El mero cumplimiento del calendario escolar no asegura una buena educación, pero escuelas cerradas por conflictos gremiales son garantía cierto de deterioro de la educación, en un momento histórico donde los países que avanzan lo hacen sobre la base del fortalecimiento del sistema escolar. No hay recuperación plena de contenidos sin recuperar las horas perdidas de clase, es cierto que más horas de clase no aseguran de por si mejor educación, pero menos horas seguramente la deterioran. Los sindicatos tienen el legítimo derecho de huelga, pero los niños tienen derecho a ir a la escuela todos los días que ordena la ley, porque sin una buena educación no tendrán futuro.
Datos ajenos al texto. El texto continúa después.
PR #6333, opened 2024-08-25
epic: Greenmask config

passcod:
- KAM-251
- KAM-252
- KAM-253
- KAM-254
- KAM-255


edmofro:
@passcod is this still a thing that should be open?

PR #6334, opened 2024-08-25
fix(mobile): Make survey notifiable default 0 and not false

dannash100:
### Changes

We saw some errors on mobile build when klaus was testing on bluestacks.
sqlite expects 0,1 to represent boolean values

I think its the issue? altho it doesn't error on my local
image (61)

### Deploys

### Remember to...

- ...write or update tests


tcodling (approved):
strange that its not erroring on your local 🤔 looking at other migrations though it does seem like this is the correct way to declare this though so i think a good change. maybe get klaus to test on this pr if unsure

PR #6336, opened 2024-08-26
fix(sync): SAV-810: Change id generator HOTFIX 2.9 (#6329)

chris-bes:
SAV-810: Change id generator HOTFIX 2.9


edmofro (approved):

rohan-bes (approved):
Just had one comment about a very edge case scenario that I would be interested to hear your thoughts on. But all looks good!

PR #6338, opened 2024-08-26
feat(tasking): EPI-932: task sets importer

namhoangbes:
### Changes

- Alter reference data relatons unique index
- Throw human readable error on in task set importer
- 
### Deploys


khoi-bes (changes requested):
If you check this file `importRows.js` in line 212th, you can see the way it get the existing record in dtb to determine this record should be updated or created. With the new refactor, we should update the `existingRecordLoaders.ReferenceDataRelation` to ensure it can get the correct existing record, and we also need to be careful here as it may affect the current behavior when importing ReferenceDataRelation directly

khoi-bes (approved):

PR #6339, opened 2024-08-26
feat(tasking): EPI-936: build mark task as completed workflow

namhoangbes:
### Changes

- implementing task completion workflow

### Deploys


dannash100 (approved):
Nothing blocking approval just some thinking. Nice!

PR #6345, opened 2024-08-27
fix(mobile): release 2.15: Fix bug with large autocomplete results

tcodling:
### Changes

We discovered that if a reference data type has a lot of records. It will throw errors when being searched with an empty string (or any query that returns more than 999 values) due to a sqlite limitation when inserting ids into a query. To get around this i actually a added a limit of 25 to the suggester so that it acts the same as desktop. 

Currently even though its an autocomplete field, it actually returns every value in the db so this is just updating to reflect what we do on desktop.

### Deploys

### Remember to...

- ...write or update tests


dannash100 (approved):
Yes great idea using same logic as desktop 🙏

PR #6352, opened 2024-08-28
ci(android): fix android workflow failing on main

passcod:
### Changes

The android workflow fails when running on main because there's no PR to post a comment to.


NavarroEmilioLuis (approved):
LGTM

PR #155, opened 2024-04-16
Bump minimum engine requirement to node 19

lukasIO:
As we're using the globally available web crypto implementation in nodeJS (in order to make it work also for bun, deno and edge runtimes), we need to bump the minimum engine requirement to v19 as that's the first version that has `crypto` registered globally without the additional `--experimental-global-webcrypto` flag.


lukasIO:
By default it will only log a warning when installed. If users have a `.npmrc` file that sets `engine-strict=true` than it would error out for them with < 19

PR #173, opened 2024-04-30
Add SIP service

dennwc:


davidzhao (approved):
lgtm!

src/SipClient.ts
```diff
@@ -0,0 +1,256 @@
...
+  DeleteSIPDispatchRuleRequest,
+  SIPParticipantInfo,
+  CreateSIPParticipantRequest,
+} from '@livekit/protocol';
+import ServiceBase from './ServiceBase.js';
+import { livekitPackage, Rpc, TwirpRpc } from './TwirpRPC.js';
+import {
+  SIPDispatchRuleDirect,
+  SIPDispatchRuleIndividual,
+} from '@livekit/protocol/src/gen/livekit_sip_pb';
```
lukasIO, line 21: I think we should export this directly from the protocol package's index file, as this pattern might cause errors for some picky bundlers.

lukasIO: adding `SIPDispatchRuleDirect, SIPDispatchRuleIndividual` to the import from `@livekit/protocol` should work.

dennwc: Done!

dennwc:
@lukasIO what would be the easiest way to test it? I'm not very familiar with JS ecosystem.

lukasIO:
you could just add a `my-sip-test.ts` file in the root of your local repo and import (and use) the new APIs from there. 

You can run it directly with e.g. `pnpm dlx tsx ./my-sip-test.ts`

lukasIO (approved):

PR #186, opened 2024-06-04
Move server-sdk files into packages subdirectory

lukasIO:
In order to keep the commit history of the node-repo, we'll have to temporarily allow regular merge-commits instead of squashing them.


davidzhao:
I've enabled merge commits here

.changeset/config.json
```diff
@@ -1,11 +1,15 @@
 {
-  "$schema": "https://unpkg.com/@changesets/config@2.0.0/schema.json",
-  "changelog": ["@livekit/changesets-changelog-github", { "repo": "livekit/server-sdk-js" }],
+  "$schema": "https://unpkg.com/@changesets/config@2.2.0/schema.json",
+  "changelog": [
+    "@livekit/changesets-changelog-github",
+    {
+      "repo": "livekit/node-sdks-temp"
```
theomonnom, line 6: I guess this should be changed?

theomonnom (approved):
🚀🚀🚀
let's rename the repo to livekit/node-sdks?

lukasIO:
@nbsp I also copied over most of your README proposal for the node real-time SDK, I hope that's alright with you!

nbsp (changes requested):
this line no longer applies, we removed it in the new PR (which you should also cherry-pick over)

lukasIO:
I don't see any line associated with your comment, maybe a GH bug? 
I'm assuming you mean the `dispose` call?

nbsp:
yep

nbsp:
also, weird nit, it feels odd that our two subfolders are `rtc-node` and `livekit-server-sdk`. i know they're the package names and one of them is under a namespace — but it isn't consistent to have `livekit-` on one but not the other (and the prefix is redundant as well, maybe)

davidzhao:
can we rename `rtc-node` to `livekit-rtc` ?

COPYING
nbsp, line 1: out of `/COPYING`, `/NOTICE`, and `/LICENSE`, two of these can go, and COPYING/NOTICE are the same file
i think keeping `COPYING` is the best for GitHub UX without clashing with REUSE

lukasIO:
> can we rename rtc-node to livekit-rtc ?

sure, I'll make that change and merge the PR. 

We had users (and also Russ) confused in the past as to why repos/folders and the npm package name weren't aligned, so I thought that would be a good shout here. `livekit-rtc` doesn't make a whole lot of sense to me when the package is called `@livekit/rtc-node`.

COPYING
lukasIO: can you elaborate on the advantages UX wise? 

Does it hurt to keep `LICENSE` around anyways? It seems like pretty much every bigger repo has that file?

nbsp: so `NOTICE` isn't picked up by GitHub as being a license file at all, and doesn't give it any special UI
between `LICENSE` and `COPYING` it doesn't really matter per se but i think it's redundant to have the same file once for REUSE and once for GitHub to play nice

lukasIO: got it, thanks.

nbsp:
is GH Actions set up to release version packages for rtc-node from this repo as well or not yet?

lukasIO:
yeah, it's set up to release all packages in scope

PR #199, opened 2024-06-07
examples/basic_room: add a complete example

nbsp:
updates `tsconfig.json` to es2022 to allow toplevel `await`s

doesn't currently work due to a bug i'm having trouble figuring out:
`await room.connect(...)` exits the program immediately with code 13, lines under it do not run.
occasionally (but not always) it will throw thirty of the same error when running:

```
error calling callback status: Closing
error calling callback status: Closing
error calling callback status: Closing
# (...)
```

this error comes from `nodejs.rs`:

https://github.com/livekit/node-sdks/blob/d79d30f478bd517e8422b478b1345439635f0b49/packages/livekit-rtc/src/nodejs.rs#L30-L38

i suspect this might have something to do with the previous change to `nodejs.rs` where we made `ThreadsafeFunction` close, but it's definitely not a borrow panic since this entire closure is Rust safe, so i don't know what causes this.

as it stands i'm not sure this new `rtc-node` version is usable until this bug is fixed


pnpm-lock.yaml
```diff
@@ -1,27 +1,28 @@
-lockfileVersion: '9.0'
+lockfileVersion: '6.0'
```
lukasIO, line 1: @nbsp not very helpful, I know, but could you update your pnpm version to v9 so that this doesn't get recreated for every PR ?

nbsp: oh oops, will do

nbsp:
yeah, `tsfn.unref` is a regression. cloning it and unreferencing it after we're done doesn't do it either.

cc @theomonnom should i try the other hacks we thought up before we found unref?

nbsp:
i think i figured it out, by giving the ThreadsafeFunction to the `global` object.
this way it only gets GC'd at the end of the Node program (as opposed to immediately, like it did now),
but it won't close on any running `Room` that needs it.

using `global` is generally not advised but i think this is the one place where there's no other way to do this

theomonnom:
> ah, `tsfn.unref` is a regression. cloning it and unreferencing it after we're done doesn't do it either.

This is weird, looking at the doc of napi. Unref should have been done the work.
Did you try using [Weak = True](https://github.com/napi-rs/napi-rs/blob/3bd548d31797a78719f3c297e3df8d29824bddab/crates/napi/src/js_values/function.rs#L148)?

theomonnom:
https://github.com/napi-rs/napi-rs/blob/3bd548d31797a78719f3c297e3df8d29824bddab/crates/napi/src/threadsafe_function.rs#L305

nbsp:
i can try, but i don't think that'd do anything. we call `unref()` immediately, and in fact that's the core of the problem, from my understanding.

`unref()` lets the ThreadsafeFunction get released and subsequently dropped the moment nothing's holding it, which is the end of `livekit_initialize()`. this is what causes error 13: the function is dropped, then referenced, which causes a panic while awaiting a promise.

theomonnom:
> `unref()` lets the ThreadsafeFunction get released and subsequently dropped the moment nothing's holding it, which is the end of `livekit_initialize()`. this is what causes error 13: the function is dropped, then referenced, which causes a panic while awaiting a promise.

This isn't the case, the ThreadSafeFunction isn't dropped after livekit_intialize, [the value is moved inside the callback](https://github.com/livekit/node-sdks/blob/d79d30f478bd517e8422b478b1345439635f0b49/packages/livekit-rtc/src/nodejs.rs#L32)

nbsp:
it still gets dropped somewhere between that and running any code — within a few milliseconds of calling initialize

theomonnom (approved):
it seems like an issue from napi-rs, the new API introducing Weak isn't released yet (v3.0.0-alpha-2).
let's change to this API when this is released so we don't depend on any GC behaviour.
otherwise lgtm!

theomonnom:
Mmh actually I just tested the changes locally and it the process is still not exiting after calling disconnect.

nbsp:
> Mmh actually I just tested the changes locally and the process is still not exiting after calling disconnect. Maybe we can try still try v3.0.0 and the Weak feature? EDIT: I recommend using the git url directly, I'm seeing a bunch of commits related to ThreadSafeFunction that aren't released in any alpha version yet

can't make it work :/
i could have sworn that this fix made it work? i don't know what changed to make it not work in this version.
we're bouncing between two opposite issues: function object never getting garbage collected and not dropping ←→ function getting dropped too early and then referenced after it's gone.

could you try figuring out 3.0.0-alpha.2 yourself? there's probably something i missed here

nbsp:
@theomonnom pushed the worktree i was playing around with, a few caveats:

- napi build is broken and won't `export declare` functions when it needs to, for some reason. haven't figured it out yet, relevant only if this update works, anyway.
- sometimes, depending on how you mess with it, it's gonna throw proto errors? i don't know why or how. clearing `node_modules` and rebuilding sometimes (not always) seems to fix it.

nbsp:
should be feature complete now, hooray. still crashes prematurely though :/
i'll try tinkering with it and changing configs here and there, see what works.

PR #200, opened 2024-06-11
examples/basic_room: add a complete example

nbsp:
supersedes #199
keeping that around for the napi-rs → neon commits if we ever want to look at them.
for now, re-re-exposing `livekitDispose`, asking the user to call it directly whenever they need to.


examples/basic_room/index.ts
```diff
@@ -1,6 +1,44 @@
...
+console.log('connected to room', room);
+
+// set up audio track
+const source = new AudioSource(16000, 1);
+const track = LocalAudioTrack.createAudioTrack('audio', source);
+const options = new TrackPublishOptions();
+options.source = TrackSource.SOURCE_MICROPHONE;
+
+// read file into Uint16Array
+const sample = readFileSync(join(import.meta.dirname, '../speex.wav'));
```
theomonnom, line 37: You can add a basic wav reader on the example, it doesn't have to be fancy, just to correctly read the used sample_rate and the number of channels.

theomonnom:
Otherwise lgtm!

examples/basic_room/index.ts
```diff
@@ -36,9 +36,14 @@ options.source = TrackSource.SOURCE_MICROPHONE;
...
 const buffer = new Uint16Array(sample.buffer);
+// read relevant metadata from wav file
+// this example assumes valid encoding little-endian
+const channels = sample.readUInt16LE(22);
+const sampleRate = sample.readUInt32LE(24);
+const dataSize = sample.readUInt32LE(30);
 
 await room.localParticipant.publishTrack(track, options);
-await source.captureFrame(new AudioFrame(buffer, 16000, 1, buffer.byteLength / 2))
+await source.captureFrame(new AudioFrame(buffer, sampleRate, channels, dataSize))
```
theomonnom, line 46: the header is still sent as a frame

theomonnom: Or maybe buffer follows the cursor?

examples/basic_room/index.ts
```diff
@@ -1,6 +1,49 @@
...
+const jwt = await token.toJwt();
+
+// set up room
 const room = new Room();
-room.connect('ws://localhost:7880', 'my-token');
+await room.connect(process.env.LIVEKIT_URL, jwt, { autoSubscribe: true, dynacast: true });
+console.log('connected to room', room);
+
+// set up audio track
+const source = new AudioSource(16000, 1);
```
theomonnom, line 31: The AudioSource should also follow the right sample_rate & num_channels from the file

theomonnom (approved):
lgtm, can you add a changeset before merging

Las leyes vigentes son claras y terminantes por esta razón no queda ningún lugar para dudas interpretativas;  es así como el artículo 1” de la mencionada ley 25864 dice “Fijase un ciclo lectivo anual mínimo de 180 días efectivos de clases. Pero esto no es todo, ya que el artículo 2 de esta misma ley aclara de una manera precisa: “Ante el eventual incumplimiento del ciclo lectivo normal a que se refiere el artículo precedente las autoridades educativas de las respectivas jurisdicciones deberán adoptar las medidas necesarias a fin DE COMPENSAR LOS DIAS DE CLASE PERDIDOS, HASTA COMPLETAR EL MINIMO ESTABLECIDO”. La ley es bien terminante, no menciona en ninguna parte la “recuperación de contenidos” sino la efectiva y obligatoria “recuperación de días” .

Si la escuela estatal no cumple su obligación de respetar el calendario escolar obligatorio, y tampoco avanza hacia la universalización de la Jornada Escolar Extendida, seguirá perdiendo alumnos como lo viene haciendo desde hace diez años. Ni las autoridades de la provincia de Buenos Aires, ni la de otras provincias afectadas por la pérdida de días de clase pueden ignorar sus obligaciones legales.